Byron's picture of man in the shipwreck stanzas is one which on the whole is all too true. In such circumstances principle and reason are apt to vanish. What we miss in all this is compassion for poor, miserable mankind, and Byron's occasional facetiousness is out of place and angered the reviewers. Artistically, the cannibalism incident may be a blemish. It is ugly and may have been put in to shock rather than to show how men may behave adrift in a small boat without provisions. To make it plausible Byron should have gone into much greater detail in showing how it came about Cannibalism among shipwrecked men adrift in a small boat is so rare that the literary use of it demands an adequate background, including sufficient characterization of those who suggest it and commit it.
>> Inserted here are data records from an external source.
PR #270, opened 2015-12-05
Sort imports alphabetically and remove/add some spaces

abdonrd:


paper-input-container.html
```diff
@@ -177,9 +176,10 @@
       }
 
       .input-content {
-        position: relative;
         @apply(--layout-horizontal);
         @apply(--layout-center);
+
+        position: relative;
```
notwaldorf: why is this change needed?

paper-input-container.html
```diff
@@ -198,18 +198,17 @@
 
       .input-content.label-is-floating ::content label,
       .input-content.label-is-floating ::content .paper-input-label {
+        /* Since we scale to 75/100 of the size, we actually have 100/75 of the
+        original space now available */
+        width: 133%;
```
notwaldorf: why is this change needed?

paper-input-container.html
abdonrd: It is not necessary, but most of the elements have the external `@apply()`'s at the beginning.

I think it would be awesome to have a style guide of styles for the elements. :smiley:

paper-input-container.html
abdonrd: I dont't know why this change. :confused:

Back!

paper-input-container.html
notwaldorf: Yeah a style guide would be neat. I think this particular change is ok, but moving CSS around just for the sake of moving it makes me a bit worried, since sometimes before or after a mixin has a meaning (`--layout-fit`, for example, applies `position:relative`, so in some cases if you want to override that, before or after the mixin is applied is actually important)

abdonrd: Yes, you're absolutely right! **Cascading** Style Sheets... :grin:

Without this the element of probability is weakened.
The island idyll in Canto II in its realism and detailed description commands the reader's keenest interest. As a realistic presentation of a love affair between two young people whom we see gradually falling in love with each other, there is nothing quite so good as it in English literature before Byron. We are not simply told that Juan and Haidée fall in love with each other. We see the process taking place before our eyes.